If you were wondering whether handwritten notes are better than typing on a laptop or phone, research from Europe and the United States is giving stronger scientific support to the idea that writing by hand may help the brain remember and understand information more deeply.
In 2024, Norwegian neuroscientist Audrey van der Meer and her team at the Norwegian University of Science and Technology published a study in the journal Frontiers in Psychology examining how the brain responds during handwriting and typing tasks.
The researchers recruited 36 university students and fitted each participant with a cap containing 256 EEG sensors to monitor brain activity. Words appeared on a screen one at a time. Participants either wrote the words by hand on a touchscreen using a digital pen or typed the same words on a keyboard.
According to the study, those who wrote by hand showed broader communication across brain regions linked to memory, movement, sensory processing, and learning. But for those who typed, typing produced far less coordinated brain activity.
Van der Meer explained that handwriting involves “precise control of hand movements” and requires the brain to coordinate vision, movement, and spatial awareness at the same time. Typing, by comparison, relies on repeated movements that demand less varied coordination.
The researchers argued that this difference may affect how information is stored and recalled, especially among children and students learning new concepts.
The findings added to earlier work carried out in the United States by Pam Mueller and Daniel Oppenheimer. Their 2014 study tested 327 students across several experiments comparing handwritten and laptop note-taking during lectures.
The study found that students who used laptops typically wrote more words because they could type more quickly. However, students who wrote notes by hand performed better on questions that tested understanding and long-term recall.
Mueller and Oppenheimer concluded that laptop users often copied lectures almost word-for-word without carefully processing the information, whereas handwritten note-takers had to summarize ideas in their own words. That process, they argued, improved learning.
The studies have generated fresh discussion online after a long thread shared on X, formerly Twitter, by writer Ihtesham Ali on Monday, May 18, 2026, gained millions of views.
Ali wrote: “Handwriting makes the brain work.
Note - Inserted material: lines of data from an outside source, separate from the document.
PR #161, opened 2019-08-13
Do pyenv the right way

konvulse:
This change uses the PYENV_VERSION environment variable instead of the `pyenv local` command to set the python version when creating virtual environments.  Once the virtual environments are created pyenv has done its job and is no longer required.

### DIFF
--- a/Makefile
+++ b/Makefile
@@ -1,3 +1,4 @@
+
 deps: setup-env deps-venv2 deps-venv3
 
 setup-env: venv2 venv3 
@@ -5,11 +6,19 @@ setup-env: venv2 venv3
 venv2:
 	mkdir -p venv2
 	pyenv install -s 2.7.16
+ifneq "$(shell PYENV_VERSION=2.7.16 python -V 2>&1)" "Python 2.7.16"
+	echo "pyenv not configured correctly, check your configuration"
+	exit 1
+endif
 	PYENV_VERSION=2.7.16 virtualenv venv2
 
 venv3:
 	mkdir -p venv3
 	pyenv install -s 3.7.4
+ifneq "$(shell PYENV_VERSION=3.7.4 python -V 2>&1)" "Python 3.7.4"
+	echo "pyenv not configured correctly, check your configuration"
+	exit 1
+endif
 	PYENV_VERSION=3.7.4 python -m venv venv3
 
 deps-venv2: venv2 requirements-dev.txt
--- a/Makefile
+++ b/Makefile
@@ -4,19 +4,13 @@ setup-env: venv2 venv3
 
 venv2:
 	mkdir -p venv2
-	cd venv2
 	pyenv install -s 2.7.16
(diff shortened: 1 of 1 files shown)


konvulse:
_I think_, the original Makefile should have worked for everyone if pyenv were configured correctly on the users system.  It didn't work correctly, but it just so happened that setting the python version on the root directory for the project should have caused the virtual environments to be configured using the version specified by .python_version.

So, while the Makefile didn't do what I intended, the effect should have been what I desired.  Using PYENV_VERSION is more correct.

Makefile
```diff
@@ -1,22 +1,25 @@
...
 
 venv3:
 	mkdir -p venv3
-	cd venv3
 	pyenv install -s 3.7.4
-	pyenv local 3.7.4
-	cd ..
-	python -m venv venv3 
+ifneq "$(shell PYENV_VERSION=3.7.4 python -V 2>&1)" "Python 3.7.4"
+	echo "pyenv not configured correctly, check your configuration"
```
mbrennek: I'm hitting this statement on both macOS 10.14 and macOS 10.15.  On both I had previously installed pyenv with `brew install pyenv`.

After digging around a bit in how to use pyenv, I was able to get it to work by changing the previous line to `ifneq "$(shell PYENV_VERSION=3.7.4 pyenv exec python -V 2>&1)" "Python 3.7.4"`, as well as changing lines 13 and 22 to include the `pyenv exec` statement as well.

konvulse:
Ah, I bet that bypasses the requirement to run pyenv init in your shell.

mbrennek:
> Ah, I bet that bypasses the requirement to run pyenv init in your shell.

I was unaware that running `pyenv init` was a requirement.  That would probably explain our disconnect over this.  I've never used pyenv before seeing it in this makefile.

konvulse:
> > Ah, I bet that bypasses the requirement to run pyenv init in your shell.
> 
> I was unaware that running `pyenv init` was a requirement. That would probably explain our disconnect over this. I've never used pyenv before seeing it in this makefile.

I like your way.  I'll make the update.

konvulse:
I incorporated the change @mbrennek suggested and discovered that the variables were being set in the first pass of the makefile.  That meant that the versions were being checked before being installed.  I added a rule to check the versions before installing the virtual environments and stopped use `shell` which seems to be run only in the first pass of the makefile.

Then I realized that the conditionals were being checked in the first pass as well, before the virtual environments are guaranteed to exist.  Changing the conditions to bash syntax resolved that issue.

Also added a check to make sure the python version installed in the virtual environments is the expected version.

konvulse:
I also made sure that the python 2.7.16 version was installed correctly.  This led me to the realization that I had to install virtualenv after installing python.  I checked this workflow by uninstalling 2.7.16 `pyenv uninstall 2.7.16` and running `make clean && make`.

PR #162, opened 2019-08-14
SKW-4168: backends cli

konvulse:
Functionally tested by adding backends and processing transactions in several environments.

### DIFF
--- a/conduce/api.py
+++ b/conduce/api.py
@@ -850,6 +850,30 @@ def list_dataset_backends(dataset_id, **kwargs):
     return make_get_request('/api/v2/data/{}/backends'.format(dataset_id), **kwargs)
 
 
+def set_default_backend(dataset_id, backend_id, **kwargs):
+    """
+    Make the specified backend the default for the specified dataset.
+
+    Parameters
+    ----------
+    dataset_id : string
+        The UUID that identifies the dataset to which the backend belongs.
+    backend_id : string
+        The UUID that identifies the dataset backend to update.
+    **kwargs : key-value
+        See :py:func:`make_patch_request` for more kwargs.
+
+    Returns
+    -------
+    requests.Response
+         On success, an asynchronous job ID.  Check the job status for progress.
+         (See :py:func:`wait_for_job`)
+    """
+
+    fragment = '/api/v2/data/{}/backends/{}'.format(dataset_id, backend_id)
+    return make_patch_request({}, fragment, parameters={'default': 1}, **kwargs)
+
+
 def process_transactions(dataset_id, backend_id, **kwargs):
     """
     Process transactions on a dataset backend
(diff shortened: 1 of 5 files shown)


konvulse:
Removed Makefile change to avoid conflicts

conduce/api.py
```diff
@@ -847,7 +849,31 @@ def list_dataset_backends(dataset_id, **kwargs):
     **kwargs : key-value
         See :py:func:`make_get_request` for more kwargs.
     """
-    return make_get_request('/api/v2/data/{}/backends'.format(dataset_id), **kwargs)
+    return json.loads(make_get_request('/api/v2/data/{}/backends'.format(dataset_id), **kwargs).content)
+
+
+def set_default_backend(dataset_id, backend_id, **kwargs):
```
konvulse: This new api method is in its own PR now.

conduce/api.py
```diff
@@ -748,8 +748,10 @@ def get_transactions(dataset_id, **kwargs):
     # HACK: get around bool parameter bug
     if not kwargs.get('count'):
         parameters.pop('count')
+    if kwargs.get('max'):
+        parameters.pop('min')
```
jrmConduce: Why?

It is perfectly legal and reasonable to request a range of transactions, which is why a user would set both max and min.

conduce/api.py
```diff
@@ -981,7 +1007,7 @@ def add_tile_store(dataset_id, auto_process, **kwargs):
     return _create_dataset_backend(dataset_id, DatasetBackends.tile, auto_process, None, **kwargs)
 
 
-def add_capped_tile_store(dataset_id, auto_process, min_temporal_zoom_level, min_spatial_zoom_level, **kwargs):
+def add_capped_tile_store(dataset_id, auto_process, min_spatial_zoom_level, min_temporal_zoom_level, **kwargs):
```
jrmConduce: No default values?

conduce/cli.py
```diff
@@ -316,6 +316,169 @@ def get_dataset_transactions(args):
...
+
+    for backend_id in backend_ids:
+        location = api.remove_dataset_backend(dataset_id, backend_id, **vars(args)).headers['location']
+        print('Removing {}: check status at {}'.format(backend_id, location))
+
+
+def list_dataset_backends(args):
+    dataset_id = args.dataset_id
+    del vars(args)['dataset_id']
+    backends = args.backend_ids
```
jrmConduce: It seems weird for a method that is supposed to list backends to optionally take a list of backends.

I get what you're going for, but it feels like that should be a separate method.

conduce/api.py
jrmConduce: never mind this, I see the default is set below

conduce/api.py
konvulse: Oops, that was not supposed to be included.  #160

conduce/cli.py
konvulse: yeah, and i suppose it only works with the `-v` option

konvulse: I'll add a story to address this

konvulse: SKW-4227

PR #165, opened 2019-08-14
backend status cli

konvulse:
Found this to be quite helpful: 
```
[18:29:14] conduce-mbp-kvl:conduce-python-api kvl$ ./conduce-api dataset backend-status 8b86dbe3-9398-4cbd-8834-b5798916c9a1  --host=app.conduce.com 
8b86dbe3-9398-4cbd-8834-b5798916c9a1:
  HistogramStore::e7f6add3-beb7-11e9-829b-3215067658a1: processed 3464 of 3464 transactions
  CappedTileStore::a90ec4bc-beb7-11e9-b4a0-a2fac95a8ece: processed 2926 of 3464 transactions
```

### DIFF
--- a/conduce/cli.py
+++ b/conduce/cli.py
@@ -479,6 +479,23 @@ def add_capped_tile_store(args):
     return api.add_capped_tile_store(dataset_id, auto_process, min_spatial, min_temporal, **vars(args))
 
 
+def get_backend_status(args):
+    dataset_ids = args.dataset_ids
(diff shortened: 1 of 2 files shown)


konvulse:
It's not quite right, I'm not sure the transactions field on a backend represents the same quantity as the count on a transaction log.  I'm not even sure it matches between backend types, but it's better than nothing.

I suppose making job status more helpful would be a good compliment to this.

PR #167, opened 2019-08-19
Remove min/max if value specified

konvulse:
min defaults to -1 in the CLI.  This change causes value to override min/max rather than print an error.

An alternative would be to only remove min if -1 and value specified.


mbrennek:
tests fail

konvulse:
Rebased.  Updated tests and added test cases.

PR #170, opened 2019-08-20
SKW-4232: wait for jobs more patiently

konvulse:
with tests

### DIFF
--- a/conduce/api.py
+++ b/conduce/api.py
@@ -203,8 +203,8 @@ def wait_for_job(job_id, **kwargs):
     """
     initial_status_countdown = 10
     server_error_count = 0
+
     while True:
-        time.sleep(0.5)
         try:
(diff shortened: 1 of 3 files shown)


conduce/api.py
```diff
@@ -229,6 +229,7 @@ def wait_for_job(job_id, **kwargs):
                 if kwargs.get('cli'):
                     print("Job status check failed for {}:".format(job_id), e.response.reason)
                     print("Will retry after sleep period.")
+                    time.sleep(0.5)
```
konvulse: I think this change is not right.  I want to move the sleep to after the execution of make_get_request.  So I guess I need to add another sleep at the end of the try block.

konvulse:
Superseded by #172

konvulse:
Superseded by #172

PR #174, opened 2019-08-23
Added timeout arg to process transactions command

konvulse:
This is the CLI companion the the changes to wait_for_job.  Allows a user to set a custom timeout.


konvulse:
In a custom script I'm using the process transactions for wwln and mbta I modified the code that processes transactions one at a time like so:

```
    max_transaction = api.get_transactions(dataset_id, count=True, host=host)['count'] - 1
    for backend_id in backend_ids:
        min_transaction = api.get_dataset_backend_metadata(dataset_id, backend_id, host=host)['transactions']
        idx = 1
        process_times = [kwargs.get('timeout_seed', 600)]
        while min_transaction + idx < max_transaction:
            try:
                now = datetime.datetime.now()
                print("{}: Processing transaction {} of {} on {}:{}...".format(
                    datetime.datetime.now(), min_transaction + idx, max_transaction, dataset_id, backend_id))
                print("DEBUG: Will timeout in {}s".format(statistics.mean(process_times) * 2))
                response = api.process_transactions(dataset_id, backend_id, transaction=(min_transaction + idx), host=host)
                api.wait_for_job(response.headers['location'], timeout=(statistics.mean(process_times) * 2), host=host)
                then = now
                now = datetime.datetime.now()
                process_times.append((now - then).total_seconds())

                idx += 1
            except api.TimeoutError as e:
                print(e)
```

This change adjusts the timeout according to the "actual time" it takes to process each transaction.  I say "actual time," because it assumes the loop is instantaneous.  Sleep time is not reduced to account for processing time.  I consider this to be a good thing as it eliminates variance in request/response time.

PR #178, opened 2019-08-26
zoom level by length

konvulse:
Enable users to set the minimum zoom level by specifying the dimension of the minimum zoom level.


konvulse:
Should have thought of that.  Wondering if I could get by with one function since the distance values for zoom level zero are so close.

PR #182, opened 2019-09-05
SKW-4251: Migrate to k8s Jenkins

konvulse:
Update Jenkinsfile to work with new Jenkins server.

Checkout the status of this build on the new server here:
https://jenkins.mct.io/job/conduce-python-api/view/change-requests/job/PR-182/

### DIFF
--- a/Jenkinsfile
+++ b/Jenkinsfile
@@ -2,81 +2,96 @@
 
 properties([buildDiscarder(logRotator(artifactDaysToKeepStr: '', artifactNumToKeepStr: '', daysToKeepStr: '14', numToKeepStr: '10')), [$class: 'ScannerJobProperty', doNotScan: false], [$class: 'RebuildSettings', autoRebuild: false, rebuildDisabled: false], pipelineTriggers([])])
 
+pod_template = """
+kind: Pod
+metadata:
+  name: conduce-python-api-build
+spec:
+  containers:
+  - name: build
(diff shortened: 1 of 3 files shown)


Jenkinsfile
```diff
@@ -2,81 +2,96 @@
...
 properties([buildDiscarder(logRotator(artifactDaysToKeepStr: '', artifactNumToKeepStr: '', daysToKeepStr: '14', numToKeepStr: '10')), [$class: 'ScannerJobProperty', doNotScan: false], [$class: 'RebuildSettings', autoRebuild: false, rebuildDisabled: false], pipelineTriggers([])])
 
+pod_template = """
+kind: Pod
+metadata:
+  name: conduce-python-api-build
+spec:
+  containers:
+  - name: build
+    image: python:3.7
```
jrmConduce: Were you going to try to build both python 2 and 3?  All you'd need to do is add a second container here and copy/paste some of the build/test stages below inside an appropriate container block

konvulse: I just figured I'd get it back to baseline here.  That sounds pretty straightforward though, so maybe I'll take a crack at it after this gets merged.

konvulse: For context, I tried to update the job to use the repos makefile.  I did this because several of the commands in the job did not migrate and could be replaced with make commands. (Make file came after original jenkins job.)

PR #183, opened 2019-09-06
add rule to make coverage

konvulse:
Added this when I was working on the Jenkinsfile updates.  Then didn't use make for Jenkins.  Didn't want to lose this change.

### DIFF
--- a/Makefile
+++ b/Makefile
@@ -74,6 +74,11 @@ test3:
 docs: venv3 
 	. ./venv3/bin/activate && make -C doc html
 
+coverage: venv3
+	./venv3/bin/coverage run --source conduce -m unittest discover -v test/ 
+	./venv3/bin/coverage report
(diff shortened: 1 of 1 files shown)


Makefile
```diff
@@ -74,10 +74,17 @@ test3:
 docs: venv3 
 	. ./venv3/bin/activate && make -C doc html
 
+coverage: venv3
+	./venv3/bin/coverage run --source conduce -m unittest discover -v test/
```
mbrennek: `venv3/bin/coverage` is not installed by the venv3 rule, which is the only one you've specified as a dependency, but it is installed by the deps-venv3 rule.  So should he previous line be `coverage: deps-venv3` instead?

mbrennek: or are you assuming the user has done that first?

konvulse: I think I just set the wrong dependency.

Typing lets it coast.”
The post drew responses from teachers, lawyers, students, and professionals who described similar personal experiences.
Rachel Pitzel, who said she attended law school between 2003 and 2006, wrote that she switched completely to handwritten notes after noticing she retained less information while typing.
“I realized I wasn’t retaining info from typing that I normally do, having to summarize and handwrite notes,” she posted.
Susan Oh also wrote that she takes handwritten notes during calls “not for the sake of the notes but because I found it made recall much easier.”
Other users connected the findings to long-standing educational practices.
Rick, another X user, pointed to the work of Italian physician and educator Maria Montessori, whose teaching methods focused on physical interaction and handwriting for children.
“Till this day, true Montessori schools still rely heavily on children writing cursive,” he wrote.
Some educators also argued that handwriting supports reading development because students physically learn the shapes and structures of letters as they write.
Researchers caution, however, that the findings do not mean typing is harmful or useless. Computers remain important for drafting, communication, research, and professional work. Typing can also improve speed and accessibility.
Still, many neuroscientists and education researchers say that handwriting appears to encourage deeper mental processing because it slows people down and forces them to organize information as they write.
For students preparing for examinations, professionals taking meeting notes, or people trying to remember new information or seeking to upskill, the research suggests that using pen and paper may still offer advantages that digital devices do not fully replace.